I lie there for maybe an hour, playing possum until the fire burns down, almost out. At last I hear Tommy pull the zip on his sleeping bag and lie down. Next thing it’s morning and he’s shaking me, holding out a mug of tea.
There’s been a fair bit of dew on the ground and the grass around is wet. There’s also a bit of a chill in the air before sunrise. The currawongs are carolling in the trees beside the river, so it must still be early, they’re usually up a good half-hour before the other birds and always well before sun-up. I don’t have a watch nor does Tommy, no point in the bush anyway.

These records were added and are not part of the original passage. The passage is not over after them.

PR #6446, opened 2016-08-31
Add support for AttachDBFilename

### LINKED ISSUE #2810: Error when specifying AttachDbFileName in connection string
_Edit: look at https://github.com/aspnet/EntityFramework/issues/2810#issuecomment-243402108 for details on the bug._

When specifying AttachDbFileName in connection string, the following error appear: Unable to Attach database file as database xxxxxxx. 
Please advise.

Thanks

axelheer:
There isn't any handling for custom filenames within sql connection strings ('AttachDBFilename'), which leads to obscure error messages. Thus, we just add proper handling of filenames.

* AttachDBFilename gets a reset while building master connection strings
* Exists checks accept error 1832 **and 5120** too as a hint for a non existing database
* SqlServerCreateDatabaseOperation gets an additional FileName property

*NOTE:* I don't get the difference between "CreationTests" and "CreatorTests", so I just added my tests to the former ones (the other ones seem to test less related stuff).

~~*NOTE:* The changes broke a unit test, which I just changed accordingly. I'm not sure, if that's ok.~~

Fixes #2810

### DIFF
--- a/src/Microsoft.EntityFrameworkCore.SqlServer/Migrations/Operations/SqlServerCreateDatabaseOperation.cs
+++ b/src/Microsoft.EntityFrameworkCore.SqlServer/Migrations/Operations/SqlServerCreateDatabaseOperation.cs
@@ -8,5 +8,7 @@ namespace Microsoft.EntityFrameworkCore.Migrations.Operations
     public class SqlServerCreateDatabaseOperation : MigrationOperation
     {
         public virtual string Name { get; [param: NotNull] set; }
+
+        public virtual string FileName { get; [param: CanBeNull] set; }
     }
 }
--- a/src/Microsoft.EntityFrameworkCore.SqlServer/Migrations/SqlServerMigrationsSqlGenerator.cs
+++ b/src/Microsoft.EntityFrameworkCore.SqlServer/Migrations/SqlServerMigrationsSqlGenerator.cs
@@ -2,6 +2,7 @@
 // Licensed under the Apache License, Version 2.0. See License.txt in the project root for license information.
 
 using System;
+using System.IO;
 using System.Linq;
 using System.Text;
 using JetBrains.Annotations;
@@ -492,7 +493,35 @@ namespace Microsoft.EntityFrameworkCore.Migrations
 
             builder
                 .Append("CREATE DATABASE ")
-                .Append(SqlGenerationHelper.DelimitIdentifier(operation.Name))
+                .Append(SqlGenerationHelper.DelimitIdentifier(operation.Name));
+
+            if (!string.IsNullOrEmpty(operation.FileName))
+            {
+                var fileName = ExpandFileName(operation.FileName);
+                var name = Path.GetFileNameWithoutExtension(fileName);
+
+                var logFileName = Path.ChangeExtension(fileName, ".ldf");
+                var logName = name + "_log";
+
+                // Match default naming behavior of SQL Server
+                logFileName = logFileName.Insert(logFileName.Length - ".ldf".Length, "_log");
+
+                builder
+                    .AppendLine()
+                    .Append("ON (NAME = '")
+                    .Append(SqlGenerationHelper.EscapeLiteral(name))
+                    .Append("', FILENAME = '")
+                    .Append(SqlGenerationHelper.EscapeLiteral(fileName))
+                    .Append("')")
+                    .AppendLine()
+                    .Append("LOG ON (NAME = '")
+                    .Append(SqlGenerationHelper.EscapeLiteral(logName))
+                    .Append("', FILENAME = '")
+                    .Append(SqlGenerationHelper.EscapeLiteral(logFileName))
+                    .Append("')");
+            }
+
+            builder
                 .AppendLine(SqlGenerationHelper.StatementTerminator)
                 .EndCommand(suppressTransaction: true)
                 .Append("IF SERVERPROPERTY('EngineEdition') <> 5 EXEC(N'ALTER DATABASE ")
@@ -502,6 +531,25 @@ namespace Microsoft.EntityFrameworkCore.Migrations
                 .Append("')")
                 .AppendLine(SqlGenerationHelper.StatementTerminator)
                 .EndCommand(suppressTransaction: true);
+        }
+
+        private static string ExpandFileName(string fileName)
+        {
+            Check.NotNull(fileName, nameof(fileName));
+
+#if NET451
+
+            if (fileName.StartsWith("|DataDirectory|", StringComparison.OrdinalIgnoreCase))
+            {
+                var dataDirectory = AppDomain.CurrentDomain.GetData("DataDirectory") as string;
+                if (string.IsNullOrEmpty(dataDirectory))
+                    dataDirectory = AppDomain.CurrentDomain.BaseDirectory;
+                fileName = Path.Combine(dataDirectory, fileName.Substring("|DataDirectory|".Length));
+            }
+
+#endif
+
+            return Path.GetFullPath(fileName);
         }
 
         protected virtual void Generate(
--- a/src/Microsoft.EntityFrameworkCore.SqlServer/Storage/Internal/SqlServerConnection.cs
+++ b/src/Microsoft.EntityFrameworkCore.SqlServer/Storage/Internal/SqlServerConnection.cs
@@ -50,10 +50,13 @@ namespace Microsoft.EntityFrameworkCore.Storage.Internal
         ///     directly from your code. This API may change or be removed in future releases.
         /// </summary>
         public virtual ISqlServerConnection CreateMasterConnection()
-            => new SqlServerConnection(new DbContextOptionsBuilder()
-                .UseSqlServer(
-                    new SqlConnectionStringBuilder { ConnectionString = ConnectionString, InitialCatalog = "master" }.ConnectionString,
-                    b => b.CommandTimeout(CommandTimeout ?? DefaultMasterConnectionCommandTimeout)).Options, Logger);
+        {
+            var builder = new SqlConnectionStringBuilder(ConnectionString) { InitialCatalog = "master" };
+            builder.Remove("AttachDBFilename");
+
+            return new SqlServerConnection(new DbContextOptionsBuilder()
+                .UseSqlServer(builder.ConnectionString, b => b.CommandTimeout(CommandTimeout ?? DefaultMasterConnectionCommandTimeout)).Options, Logger);
+        }
 
         /// <summary>
         ///     This API supports the Entity Framework Core infrastructure and is not intended to be used
--- a/src/Microsoft.EntityFrameworkCore.SqlServer/Storage/Internal/SqlServerDatabaseCreator.cs
+++ b/src/Microsoft.EntityFrameworkCore.SqlServer/Storage/Internal/SqlServerDatabaseCreator.cs
@@ -97,7 +97,10 @@ namespace Microsoft.EntityFrameworkCore.Storage.Internal
                 .Build("IF EXISTS (SELECT * FROM INFORMATION_SCHEMA.TABLES WHERE TABLE_TYPE = 'BASE TABLE') SELECT 1 ELSE SELECT 0");
 
         private IReadOnlyList<MigrationCommand> CreateCreateOperations()
-            => _migrationsSqlGenerator.Generate(new[] { new SqlServerCreateDatabaseOperation { Name = _connection.DbConnection.Database } });
+        {
+            var builder = new SqlConnectionStringBuilder(_connection.DbConnection.ConnectionString);
+            return _migrationsSqlGenerator.Generate(new[] { new SqlServerCreateDatabaseOperation { Name = builder.InitialCatalog, FileName = builder.AttachDBFilename } }); 
+        }
 
         /// <summary>
         ///     This API supports the Entity Framework Core infrastructure and is not intended to be used
@@ -170,7 +173,9 @@ namespace Microsoft.EntityFrameworkCore.Storage.Internal
         }
 
         // Login failed is thrown when database does not exist (See Issue #776)
-        private static bool IsDoesNotExist(SqlException exception) => exception.Number == 4060;
+        // Unable to attach database file is thrown when file does not exist (See Issue #2810)
+        // Unable to open the physical file is thrown when file does not exist (See Issue #2810)
+        private static bool IsDoesNotExist(SqlException exception) => exception.Number == 4060 || exception.Number == 1832 || exception.Number == 5120;
 
         // See Issue #985
         private bool RetryOnExistsFailure(SqlException exception, ref int retryCount)
@@ -189,7 +194,11 @@ namespace Microsoft.EntityFrameworkCore.Storage.Internal
             // And (Number 4060):
             //   System.Data.SqlClient.SqlException: Cannot open database "X" requested by the login. The
             //   login failed.
-            if ((exception.Number == 233 || exception.Number == -2 || exception.Number == 4060)
+            // And (Number 1832)
+            //   System.Data.SqlClient.SqlException: Unable to Attach database file as database xxxxxxx.
+            // And (Number 5120)
+            //   System.Data.SqlClient.SqlException: Unable to open the physical file xxxxxxx.
+            if ((exception.Number == 233 || exception.Number == -2 || exception.Number == 4060 || exception.Number == 1832 || exception.Number == 5120)
                 && ++retryCount < 30)
             {
                 ClearPool();
--- a/test/Microsoft.EntityFrameworkCore.SqlServer.FunctionalTests/Utilities/SqlServerTestStore.cs
+++ b/test/Microsoft.EntityFrameworkCore.SqlServer.FunctionalTests/Utilities/SqlServerTestStore.cs
@@ -34,24 +34,40 @@ namespace Microsoft.EntityFrameworkCore.SqlServer.FunctionalTests.Utilities
         ///     A non-transactional, transient, isolated test database. Use this in the case
         ///     where transactions are not appropriate.
         /// </summary>
-        public static Task<SqlServerTestStore> CreateScratchAsync(bool createDatabase = true)
-            => new SqlServerTestStore(GetScratchDbName()).CreateTransientAsync(createDatabase);
+        public static Task<SqlServerTestStore> CreateScratchAsync(bool createDatabase = true, bool useFileName = false)
+            => new SqlServerTestStore(GetScratchDbName(), useFileName).CreateTransientAsync(createDatabase);
 
-        public static SqlServerTestStore CreateScratch(bool createDatabase = true)
-            => new SqlServerTestStore(GetScratchDbName()).CreateTransient(createDatabase);
+        public static SqlServerTestStore CreateScratch(bool createDatabase = true, bool useFileName = false)
+            => new SqlServerTestStore(GetScratchDbName(), useFileName).CreateTransient(createDatabase);
 
         private SqlConnection _connection;
         private SqlTransaction _transaction;
         private readonly string _name;
+        private readonly string _fileName;
         private string _connectionString;
         private bool _deleteDatabase;
 
         public override string ConnectionString => _connectionString;
 
         // Use async static factory method
-        private SqlServerTestStore(string name)
+        private SqlServerTestStore(string name, bool useFileName = false)
         {
             _name = name;
+
+            if (useFileName)
+            {
+                #if NET451
+
+                var baseDirectory = AppDomain.CurrentDomain.BaseDirectory;
+
+                #else
+
+                var baseDirectory = AppContext.BaseDirectory;
+
+                #endif
+
+                _fileName = Path.Combine(baseDirectory, name + ".mdf");
+            }
         }
 
         private static string GetScratchDbName()
@@ -71,7 +87,7 @@ namespace Microsoft.EntityFrameworkCore.SqlServer.FunctionalTests.Utilities
         {
             CreateShared(typeof(SqlServerTestStore).Name + _name, initializeDatabase);
 
-            _connectionString = CreateConnectionString(_name);
+            _connectionString = CreateConnectionString(_name, _fileName);
             _connection = new SqlConnection(_connectionString);
 
             if (useTransaction)
@@ -185,7 +201,7 @@ namespace Microsoft.EntityFrameworkCore.SqlServer.FunctionalTests.Utilities
                 catch (SqlException e)
                 {
                     if (++retryCount >= 30
-                        || (e.Number != 233 && e.Number != -2 && e.Number != 4060))
+                        || (e.Number != 233 && e.Number != -2 && e.Number != 4060 && e.Number != 1832 && e.Number != 5120))
                     {
                         throw;
                     }
@@ -213,7 +229,7 @@ namespace Microsoft.EntityFrameworkCore.SqlServer.FunctionalTests.Utilities
                 catch (SqlException e)
                 {
                     if (++retryCount >= 30
-                        || (e.Number != 233 && e.Number != -2 && e.Number != 4060))
+                        || (e.Number != 233 && e.Number != -2 && e.Number != 4060 && e.Number != 1832 && e.Number != 5120))
                     {
                         throw;
                     }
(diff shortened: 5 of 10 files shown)


axelheer:
cc @bricelam

src/Microsoft.EntityFrameworkCore.SqlServer/Migrations/SqlServerMigrationsSqlGenerator.cs
```diff
@@ -302,7 +303,25 @@ protected override void Generate(EnsureSchemaOperation operation, IModel model,
...
-                .Append(SqlGenerationHelper.DelimitIdentifier(operation.Name))
+                .Append(SqlGenerationHelper.DelimitIdentifier(operation.Name));
+
+            if (!string.IsNullOrEmpty(operation.FileName))
+            {
+                var logFileName = Path.ChangeExtension(operation.FileName, ".ldf");
+
+                builder
+                    .Append(" ON (NAME = '")
+                    .Append(SqlGenerationHelper.EscapeLiteral(operation.Name))
```
bricelam: I believe the filename and database name can be different. Not sure if it matters here.

src/Microsoft.EntityFrameworkCore.SqlServer/Migrations/SqlServerMigrationsSqlGenerator.cs
```diff
@@ -302,7 +303,25 @@ protected override void Generate(EnsureSchemaOperation operation, IModel model,
...
+                    .Append("', FILENAME = '")
+                    .Append(SqlGenerationHelper.EscapeLiteral(operation.FileName))
```
bricelam: Also need to resolve |DataDirectory| on Full .NET

src/Microsoft.EntityFrameworkCore.SqlServer/Storage/Internal/SqlServerConnection.cs
```diff
@@ -52,7 +52,7 @@ public class SqlServerConnection : RelationalConnection, ISqlServerConnection
         public virtual ISqlServerConnection CreateMasterConnection()
             => new SqlServerConnection(new DbContextOptionsBuilder()
                 .UseSqlServer(
-                    new SqlConnectionStringBuilder { ConnectionString = ConnectionString, InitialCatalog = "master" }.ConnectionString,
+                    new SqlConnectionStringBuilder { ConnectionString = ConnectionString, AttachDBFilename = "", InitialCatalog = "master" }.ConnectionString,
```
bricelam: Our guidelines suggest using string.Empty

bricelam: Hmm, maybe this should actually be null instead

src/Microsoft.EntityFrameworkCore.SqlServer/Migrations/SqlServerMigrationsSqlGenerator.cs
axelheer: I'll rewrite this just to make sure.

src/Microsoft.EntityFrameworkCore.SqlServer/Migrations/SqlServerMigrationsSqlGenerator.cs
axelheer: Yeah, I'll add that.

src/Microsoft.EntityFrameworkCore.SqlServer/Storage/Internal/SqlServerConnection.cs
axelheer: `SqlConnectionStringBuilder` throws an exception if null

axelheer:
Any idea why the newly added tests fail on SQL 2008 (CI build)? I've only Local DB 2016; works fine.

src/Microsoft.EntityFrameworkCore.SqlServer/Storage/Internal/SqlServerConnection.cs
axelheer: `builder.Remove("AttachDBFilename");` does the trick

bricelam:
The CI build server instances probably don't have access to `%USERPROFILE%`. Only LocalDB and SQL Server Express user instances (via `UserInstance=True` in the connection string) would...

axelheer:
* Skip these tests, if not using LocalDB
* Use another directory instead (which one?)

Any suggestions?

axelheer:
Okay, the older SQL Server instance seems to throw a different error, if the database does not exist.

```
System.Data.SqlClient.SqlException : Unable to open the physical file "C:\windows\TEMP\Scratch_3a57a202-c4b6-4b16-9e9b-e55c39ba06d7.mdf". Operating system error 2: "2(The system cannot find the file specified.)".
Cannot attach the file 'C:\windows\TEMP\Scratch_3a57a202-c4b6-4b16-9e9b-e55c39ba06d7.mdf' as database 'Scratch_3a57a202-c4b6-4b16-9e9b-e55c39ba06d7'.
```

Just adding a check for error number 1832 to the `IsDoesNotExist` method of `SqlServerDatabaseCreator` isn't enough then. Any idea which sql error number I should add for that? (The AppVeyor error log doesn't unveil that...) Thanks!

bricelam:
> Skip these tests, if not using LocalDB

This one.

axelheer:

‘Better get going, Mole,’ Tommy says. He waits until I sit up and unzip the sleeping bag, then hands me the mug of steaming tea. I take the mug and place it beside me on the ground and search in my knapsack for the four hardboiled eggs left over from yesterday and hand him two.
After we eat I go down to the creek where there’s still a wisp of mist above the water and have a bit of a wash and clean my teeth. Then I clean up the camp site and make sure the fire is completely dead and we’re on our way just before sun-up.
We should be able to make Mount Buffalo a little before noon, though I don’t know where the big old Alpine Ash is situated on the mountain or how high the climb to find it. Can’t be that high.